We applied this method, which we call comparative coverage analysis, to Kinsella et al.'s publicly available testis genome assemblies (Testis Assembly, Kinsella et al. 2019), as well as matching somatic and testis genomic reads from four birds: three from Kinsella et al. (2019), and one from our stock (Biederman et al. 2018; Raw Reads, Kinsella et al. 2019); thus we had n = 4 total somatic and n = 4 corresponding germline read sets. All input data were adaptor-trimmed but otherwise raw; we did not use pair data sets, just the forward read files in fastq format. For a mapping target we used the phased P7359_106 testis assembly (Kinsella et al. 2019) and generated a volcano plot of the results (fig. 2A); we have also tested the unphased assembly, with largely similar results (supplementary fig. S3, Supplementary Material online).
Mapping of genomic reads does not require splice-awareness, so in place of HISAT, we deployed Bowtie 2 v. 2.3.2 (Langmead and Salzberg 2012), because of its efficiency and also because it reports a single best alignment for each read (Langmead and Salzberg 2012). After Bowtie2 mapping, the Stringtie–Ballgown pipeline (Pertea et al. 2016) was used to generate FPKM for each contig from somatic or germline reads, and germline-soma differential q-values (corrected for false discovery rate) were obtained with the stattest() function. Both Bowtie2 and stattest() were run using default parameters. To perform the analysis with Stringtie, we built a gff file in which each contig is demarcated as a single transcript (using buildgff_assembly.py). We also manually adjusted the stringtie output files because a lack of introns otherwise caused error messages (see supplementary methods, Supplementary Material online and https://github.com/brachtlab/Comparative_Coverage_Analysis, last accessed May 12, 2021 for details).

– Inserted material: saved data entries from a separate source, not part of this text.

PR #6929, opened 2026-05-03
Suppress RPC metrics for agent health check loopback calls

### LINKED ISSUE #5335: spire-agent health check report spire_agent_rpc_workload_api_fetch_x509_bundles{status="PermissionDenied"} metrics
pire-agent health check invoke this method: sendX509BundlesResponse,  because spire-agent do not have a spire entry that select spire-agent pod, it will return codes.PermissionDenied. I will report this metrics: spire_agent_rpc_workload_api_fetch_x509_bundles{status="PermissionDenied"}, so when this exception occurs in a normal request for non health checks, I cannot distinguish between them.

```
func sendX509BundlesResponse(update *cache.WorkloadUpdate, stream workload.SpiffeWorkloadAPI_FetchX509BundlesServer, log logrus.FieldLogger, allowUnauthenticatedVerifiers bool, previousResponse *workload.X509BundlesResponse, quietLogging bool) (*workload.X509BundlesResponse, error) {
    if !allowUnauthenticatedVerifiers && !update.HasIdentity() {
       if !quietLogging {
          log.WithField(telemetry.Registered, false).Error("No identity issued")
       }
       return nil, status.Error(codes.PermissionDenied, "no identity issued")
    }
    resp, err := composeX509BundlesResponse(update)
    if err != nil {
       log.WithError(err).Error("Could not serialize X509 bundle response")
       return nil, status.Errorf(codes.Unavailable, "could not serialize response: %v", err)
    }
    if proto.Equal(resp, previousResponse) {
       return previousResponse, nil
    }
```

* **Version**: v1.9.6
* **Platform**: linux-amd64
* **Subsystem**: spire-agent

rausingh-rh:
**Pull Request check list**

- [x] Documentation updated?

**Affected functionality**

Agent RPC metrics for Workload API calls made by the agent's own health check (both the gRPC Health/Check service and the HTTP `/ready` `/live` endpoints). These internal loopback calls no longer emit per-call RPC metrics (counter and elapsed_time). Connection metrics are unaffected. Metrics for calls from real workloads are unaffected.

**Description of change**

- Added `Discard()` method to `telemetry.CallCounter` that marks the counter as done without emitting metrics
- Added `discardAgentCallMetrics` postprocess middleware step in the agent endpoint middleware chain that checks the caller PID via peertracker; when the caller is the agent itself, the RPC call counter is discarded
- Updated existing integration tests to reflect that agent-PID calls no longer emit RPC metrics
- Added regression test `TestAgentCallMetricsDiscarded` with three cases: agent PID (suppressed), non-agent PID (emitted), and no peertracker (emitted)

**Which issue this PR fixes**

Fixes #5335

### DIFF
--- a/pkg/agent/endpoints/endpoints_test.go
+++ b/pkg/agent/endpoints/endpoints_test.go
@@ -89,13 +89,9 @@ func TestEndpoints(t *testing.T) {
 				{Type: fakemetrics.IncrCounterType, Key: []string{"workload_api", "connection"}, Val: 1},
 				{Type: fakemetrics.SetGaugeType, Key: []string{"workload_api", "connections"}, Val: 1},
 				{Type: fakemetrics.SetGaugeType, Key: []string{"workload_api", "connections"}, Val: 0},
-				// Call counter
-				{Type: fakemetrics.IncrCounterWithLabelsType, Key: []string{"rpc", "workload_api", "fetch_jwtsvid"}, Val: 1, Labels: []metrics.Label{
-					{Name: "status", Value: "OK"},
-				}},
-				{Type: fakemetrics.MeasureSinceWithLabelsType, Key: []string{"rpc", "workload_api", "fetch_jwtsvid", "elapsed_time"}, Val: 0, Labels: []metrics.Label{
-					{Name: "status", Value: "OK"},
-				}},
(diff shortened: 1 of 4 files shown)


sorindumitru (approved):
LGTM, thanks @rausingh-rh!

PR #6943, opened 2026-05-08
datastore: add DataConsistency param to FetchRegistrationEntries and FetchAttestedNode

heybronson:
**Pull Request check list**

- [ ] Documentation updated?

**Affected functionality**

Events-driven entry cache reload (`AuthorizedEntryFetcherEvents`): the step that fetches changed entry and node data after detecting events via `ListRegistrationEntryEvents` / `ListAttestedNodeEvents`.

**Description of change**

`FetchRegistrationEntries` and `FetchAttestedNode` had no `DataConsistency` parameter and always queried the primary database. This is inconsistent with the rest of the events-based cache reload path, where `ListRegistrationEntryEvents`, `ListAttestedNodeEvents`, and `GetNodeSelectors` already route to the read-only replica via `DataConsistency: TolerateStale`.

This PR adds a `dataConsistency DataConsistency` trailing parameter to both methods (matching the existing `GetNodeSelectors` convention) and routes to the replica when `TolerateStale` is passed and `roDb` is configured. The two cache-updater call sites are updated to pass `TolerateStale`; all other callers pass `RequireCurrent` to preserve existing behavior.

`fetchAttestedNode` (inner function) is also refactored to accept `(ctx context.Context, db *sqlDB, spiffeID string)` so the request context propagates correctly to the SQL call, consistent with `fetchRegistrationEntries` and `getNodeSelectors`.

**Which issue this PR fixes**

N/A

### DIFF
--- a/pkg/common/telemetry/server/datastore/wrapper.go
+++ b/pkg/common/telemetry/server/datastore/wrapper.go
@@ -125,10 +125,10 @@ func (w metricsWrapper) DeleteRegistrationEntryEventForTesting(ctx context.Conte
 	return w.ds.DeleteRegistrationEntryEventForTesting(ctx, eventID)
 }
 
-func (w metricsWrapper) FetchAttestedNode(ctx context.Context, spiffeID string) (_ *common.AttestedNode, err error) {
+func (w metricsWrapper) FetchAttestedNode(ctx context.Context, spiffeID string, dataConsistency datastore.DataConsistency) (_ *common.AttestedNode, err error) {
 	callCounter := StartFetchNodeCall(w.m)
 	defer callCounter.Done(&err)
-	return w.ds.FetchAttestedNode(ctx, spiffeID)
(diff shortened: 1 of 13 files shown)


sorindumitru:
Thanks for opening this @heybronson. I don't think we can use `TolerateStale` here because we only update the registration entries/attested nodes when we see an event. So you could have the following sequence:
* Entry gets updated, master node starts propagating it to replicas (lets assume async replicas)
* spire-server reads the event about the registration entry from DB instance X
* spire-server reads the registration entry from DB instance Y
* db instance Y learns about the changes to the registration entry

In this case spire-server would read the old version of the entry and the changes to the entry will be lost until the next time the entry changes or when a full sync is done.

sorindumitru:
@heybronson, I'll close this for now since this doesn't seem like the right approach. Could you open an issue describing the problem you're trying to fix?

PR #6946, opened 2026-05-08
fix: cascade-delete registered_entries on attested node deletion

### LINKED ISSUE #6944: registered_entries with parent = pruned attested node are not cascade-deleted
### Background

When `CreateJoinToken` is called **with `AgentId` set** (`pkg/server/api/agent/v1/service.go:536-591`), the server writes a `registered_entries` alias row via `createJoinTokenRegistrationEntry` (service.go:594) in addition to the normal `join_tokens` row. The alias row has:

- `parent_id = <join_token SVID>` (e.g. `spiffe://<td>/spire/agent/join_token/<uuid>`)
- `spiffe_id = <AgentId>`
- `selectors = [{type: "spiffe_id", value: parent_id}]`

This alias is created only when `AgentId` is provided — without `AgentId`, the API just mints a token and no registration entry is written
(service.go:583). When the agent later attests with the token, the `attested_node_entries` row is created/updated for the join-token SVID, and the alias is the mechanism by which workloads parented under `<AgentId>` can receive SVIDs through the agent at runtime.

### The problem

When the `attested_node_entries` row is later pruned (via `prune_attested_nodes_expired_for`, added in #6152) or deleted by an admin via `DeleteAgent`, **the corresponding `registered_entries` alias row is not deleted**. Its `parent_id` now references a non-existent attested node, so it can never produce an SVID again — it is functionally dead, but continues to occupy a `registered_entries` row and flows through every server replica's in-memory entry cache and the events-cache.

In deployments that rely on `CreateJoinToken(AgentId=...)` for node onboarding — where agents re-attest over their lifetime and older agents are eventually retired — this causes unbounded growth of `registered_entries` that does not self-correct. At scale (fleets on the order of thousands to millions of agents), the orphan fraction grows to dominate the table: on a fleet I've measured, orphans reached a clear majority of all rows before any cleanup was attempted, with measurable DB, entry-cache-memory, and events-cache-reload cost on every replica.

### Verification in current code

- `pruneAttestedExpiredNodes` (`sqlstore.go:1828`) → `deleteAttestedNodeAndSelectors` (`sqlstore.go:2397`) deletes `AttestedNode` + `NodeSelector` rows only.
- `DeleteAttestedNode` uses the same helper. Same gap.
- `PruneRegistrationEntries` (`sqlstore.go:590`) operates on `expiry != 0`; `createJoinTokenRegistrationEntry` creates alias rows without setting `expiry`, so this existing prune never catches them.

### Related work already in-tree

- #6152 added `PruneAttestedExpiredNodes`. Its scope was explicitly attested nodes + selectors; entries were not in scope.
- #3873 extended `DeleteAttestedNode` to cascade-delete `node_resolver_map_entries` — same shape this fix would extend further.

### Proposed fixes (preference order)

**Option A (revised) — cascade in `deleteAttestedNodeAndSelectors`, guarded by `node.DataType == "join_token"`.** Same shape as #3873, same code path, but only fires for join-token-attested nodes. Cleans up the auto-alias unconditionally on prune (since prune is meant to be silent background maintenance and can't ask for a flag), without changing behavior for any other attestor.

**Option B — periodic sweep.** Add a new `PruneOrphanedEntries` analogous to `PruneAttestedExpiredNodes` that scans `registered_entries` for rows whose parent is a missing attested node. Independent schedule; catches historical orphans; requires new config.

I'd like to implement Option A and am opening this issue first.

**Option A vs B** — preference?

Happy to refactor if maintainers prefer Option B or a different approach. A PR implementing Option A will follow shortly.

angabini:
**Pull Request check list**

- [x] Documentation updated?

**Affected functionality**

Server datastore — the attested-node delete path (`DeleteAttestedNode` and `PruneAttestedExpiredNodes`), both of which flow through `deleteAttestedNodeAndSelectors` in `pkg/server/datastore/sqlstore/sqlstore.go`. Also the events-based cache (one `RegistrationEntryEvent` per cascaded entry) and, transitively, the agent API delete path (`DeleteAgent`, i.e. `spire-server agent evict`/`agent purge`).

**Description of change**

`deleteAttestedNodeAndSelectors` now cascades to `registered_entries` for join-token-attested nodes. Before deleting the attested-node row, when `DataType == "join_token"` it finds child entries (`parent_id == <node spiffe_id>`) that match the auto-alias shape `createJoinTokenRegistrationEntry` writes — a single `spiffe_id` selector whose value equals the parent SVID — deletes each via the existing `deleteRegistrationEntrySupport` helper, and emits a `RegistrationEntryEvent` per deletion so the events-based cache invalidates. Each cascaded delete logs at `Info` with the standard `SPIFFEID`/`ParentID`/`RegistrationID` fields, matching `pruneRegistrationEntries`.

This closes the gap from #6152 (node prune scheduler scoped to `attested_node_entries` + `node_selectors`) by also cleaning up the `registered_entries` alias row that `CreateJoinToken` (with `AgentId`) creates. It mirrors #3873, which added the `node_resolver_map_entries` cascade in the same function.

**Scope is deliberately narrow.** The cascade fires only when (a) the node's `DataType == "join_token"` and (b) the child entry matches the auto-alias shape. That auto-alias is the only `registered_entries` row SPIRE itself creates with `parent_id == <node SVID>`, so user-registered workload entries parented on an agent SVID are never touched. A broader cascade for other attestors would need to be opt-in (e.g. a `--cascade` flag), per discussion on the issue.

**Behavior**
- Prune path: `PruneAttestedExpiredNodes` deletes the matching alias entry atomically with each expired join-token node.
- Manual delete path: `DeleteAttestedNode` (`spire-server agent evict`/`agent purge`) deletes the matching alias entry atomically with the node.
- Both paths emit entry-delete events so servers using the events-based cache invalidate correctly.

**Forward-only.** The cascade runs only when a node is actually deleted or pruned, so it cleans up aliases going forward but does not revisit nodes removed before this change. Pre-existing orphaned alias entries must be cleaned up separately (e.g. a one-off batch job); this is called out in `doc/spire_server.md`.

**Avoiding shape drift.** The alias shape lives in two places — the writer (`createJoinTokenRegistrationEntry` in `pkg/server/api/agent/v1/service.go`) and the cascade matcher (`deleteAttestedNodeAndSelectors`). Both sites now cross-reference each other, and `TestCascadeDeleteJoinTokenAliasEntry` exercises the real `CreateJoinToken` → `DeleteAgent` path (`fakedatastore` is backed by the sqlstore), so a change to the writer that the matcher doesn't track fails the test.

**Tests**
- `TestCascadeDeleteJoinTokenAliasEntry` (`pkg/server/api/agent/v1/service_test.go`) — real create→delete path; asserts the alias entry is cascaded and an event emitted.
- `TestDeleteAttestedNodeCascadesEntries` — single-child cascade + event on the manual delete path.
- `TestDeleteAttestedNodeJoinTokenPreservesNonAliasChildEntries` — alias child cascaded; a user-managed (non-alias) child on the same node preserved; node selectors cleared; exactly one event emitted.
- `TestPruneAttestedExpiredNodesCascadesEntries` — cascade fires on the prune path; a non-expired sibling node's child entry is preserved.
- `TestDeleteAttestedNodeNonJoinTokenDoesNotCascade` — alias-shaped child under a non-join-token node is preserved (DataType filter).

**Which issue this PR fixes**

fixes #6944


amartinezfayo:
Thank you @angabini for this contribution!
Did you have a chance to look at this [comment](https://github.com/spiffe/spire/issues/6944#issuecomment-4453891653) in the issue?

angabini:
> Thank you @angabini for this contribution! Did you have a chance to look at this [comment](https://github.com/spiffe/spire/issues/6944#issuecomment-4453891653) in the issue?

Yes! and the new commit is to address that. see [this](https://github.com/spiffe/spire/issues/6944#issuecomment-4547689273).

pkg/server/datastore/sqlstore/sqlstore.go
```diff
@@ -2394,18 +2394,43 @@ func updateAttestedNode(tx *gorm.DB, n *common.AttestedNode, mask *common.Attest
...
+			if err := createRegistrationEntryEvent(tx, &datastore.RegistrationEntryEvent{
+				EntryID: entry.EntryID,
+			}); err != nil {
+				return nil, err
+			}
+			logger.WithFields(logrus.Fields{
+				telemetry.SPIFFEID:       entry.SpiffeID,
+				telemetry.ParentID:       entry.ParentID,
+				telemetry.RegistrationID: entry.EntryID,
+			}).Info("Cascade-deleted registration entry on attested node deletion")
```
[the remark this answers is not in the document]
angabini: This matches the existing pattern in this file. pruneRegistrationEntries (sqlstore.go:4197–4220) loops over expired entries and emits exactly the same per-entry Info log — "Pruned an expired registration" — with the same field set (spiffe_id / parent_id / registration_id). 

The cascade I added uses "Cascade-deleted registration entry on attested node deletion" and the same fields, deliberately, so an operator auditing why an entry disappeared sees one consistently shaped log line per deletion regardless of which code path removed it.

Happy to move to Debug if the maintainers prefer the quieter default, but I'd argue we should change pruneRegistrationEntries at the same time so the two related lifecycle events log at the same level.

angabini:
@amartinezfayo any action item on my side?

pkg/server/datastore/sqlstore/sqlstore.go
```diff
@@ -2394,18 +2394,51 @@ func updateAttestedNode(tx *gorm.DB, n *common.AttestedNode, mask *common.Attest
...
+		var candidates []RegisteredEntry
+		if err := tx.Where("parent_id = ?", spiffeID).Find(&candidates).Error; err != nil {
+			return nil, newWrappedSQLError(err)
+		}
+		for _, entry := range candidates {
+			var selectors []Selector
+			if err := tx.Where("registered_entry_id = ?", entry.ID).Find(&selectors).Error; err != nil {
+				return nil, newWrappedSQLError(err)
+			}
+			if len(selectors) != 1 || selectors[0].Type != "spiffe_id" || selectors[0].Value != entry.ParentID {
```
amartinezfayo, line 2460: I think the narrow alias-shape match is the right call over cascading every join-token child. My concern is that the shape lives both here and in createJoinTokenRegistrationEntry with nothing linking them, so a change there would silently stop this cleanup, and the hand-built test would drift with it rather than catch the mismatch. Could we cross-reference both sites and add a test over the real CreateJoinToken to delete path?

pkg/server/datastore/sqlstore/sqlstore.go
```diff
@@ -2394,18 +2394,51 @@ func updateAttestedNode(tx *gorm.DB, n *common.AttestedNode, mask *common.Attest
...
+	if err := tx.Find(&nodeModel, "spiffe_id = ?", spiffeID).Error; err != nil {
 		return nil, newWrappedSQLError(err)
 	}
 
-	if err := tx.Find(&nodeModel, "spiffe_id = ?", spiffeID).Error; err != nil {
+	// Cascade only for join-token-attested nodes, and only for entries that match
+	// the auto-alias shape that createJoinTokenRegistrationEntry writes (single
+	// "spiffe_id" selector whose value is the parent SVID). Other parent_id-keyed
+	// entries are user-managed workload entries and must be preserved.
+	if nodeModel.DataType == "join_token" {
```
amartinezfayo, line 2450: As I read it the cascade only runs when a node is actually deleted or pruned, so it cleans up the alias going forward but never revisits nodes that were already pruned before this lands. Those existing orphan entries would stay in the table. Since the issue reports that backlog is already most of the table, should we call out that this is a forward-only fix and track draining the existing orphans separately, for example via the periodic sweep floated in the issue?

pkg/server/datastore/sqlstore/sqlstore.go
```diff
@@ -2394,18 +2394,51 @@ func updateAttestedNode(tx *gorm.DB, n *common.AttestedNode, mask *common.Attest
...
+			if err := createRegistrationEntryEvent(tx, &datastore.RegistrationEntryEvent{
+				EntryID: entry.EntryID,
+			}); err != nil {
+				return nil, err
+			}
+			logger.WithFields(logrus.Fields{
+				telemetry.SPIFFEID:       entry.SpiffeID,
+				telemetry.ParentID:       entry.ParentID,
+				telemetry.RegistrationID: entry.EntryID,
+			}).Info("Cascade-deleted registration entry on attested node deletion")
```
amartinezfayo, line 2475: It seems reasonable to keep this at Info, since it mirrors the per-entry line pruneRegistrationEntries already emits. If we want it quieter, I'd move both together so the two lifecycle events stay at the same level.

doc/spire_server.md
```diff
@@ -56,39 +56,39 @@ SPIRE configuration files may be represented in either HCL or JSON. Please see t
...
+| `profiling_port`                   | Port number of the [net/http/pprof](https://pkg.go.dev/net/http/pprof) endpoint. Only used when `profiling_enabled` is `true`.                                                                                                                                                                                                                                                                                                                                                              |                                                                |
+| `prune_attested_nodes_expired_for` | Enables periodic purging of attested node records with expired SVIDs where the expiry time further in the past than the specified duration. Non-reattestable nodes are not pruned unless `prune_tofu_nodes` is set to `true`. Banned nodes are not pruned. When a join-token-attested node is purged, the alias registration entry that `CreateJoinToken` creates with `AgentId` is cascade-deleted (with a corresponding registration entry event). Non-join-token nodes are not cascaded. |                                                                |
```
amartinezfayo: Should we also note that a manual agent delete picks up the same behavior, since the cascade fires in deleteAttestedNodeAndSelectors on both the prune path and DeleteAttestedNode? An operator reading only this row might not realize it.

pkg/server/datastore/sqlstore/sqlstore.go
angabini: yes, that's correct and my intention here is only forward-only fix. People can run batch jobs or so to cleanup up the orphan entires prior to this change. 
Where would be a good place to call it out? `spire_server.md`?

angabini: Added a note in the doc.

pkg/server/datastore/sqlstore/sqlstore.go
angabini: added a test.

amartinezfayo (approved):
Thank you @angabini!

A volcano plot of differential coverage shows a clear separation between the A-chromosome contigs and possible germline-restricted contigs (fig. 2A). We set a 2-fold germline-to-soma fold-change, q-value of below 0.05, and length threshold of >2,000 bp to demarcate high confidence GRC, hcGRC, contigs (n = 733 contigs) (fig. 2A, supplementary table S1, Supplementary Material online). By manually examining these contigs, we identified at least two novel GRC genes (table 1). We also placed 19 of the previously published genes (Kinsella et al. 2019) onto contigs from the hcGRC list (supplementary table S1, Supplementary Material online); however, 23 of the previously published contigs did not show strong germline enrichment by our coverage analysis (fig. 2A) suggesting they either are not multi-copy or are highly similar to an A-chromosome paralog and thus are not identified by our method (we discuss more limitations of our method below). Although previous work placed 21 genes onto GRC contigs (Kinsella et al. 2019), only 3 of these overlap with the 19 we placed, suggesting that 18 of the 21 previously placed genes are encoded by contigs of low copy number and high similarity to A-chromosome paralogs that are not well suited to our method. We selected six putative hcGRC for quantitative polymerase chain reaction (qPCR) validation, representing various degrees of coverage enrichment, including one on the borderline of the 2-fold cutoff (but predicted by Kinsella et al.) and four additional negative controls (fig. 2A).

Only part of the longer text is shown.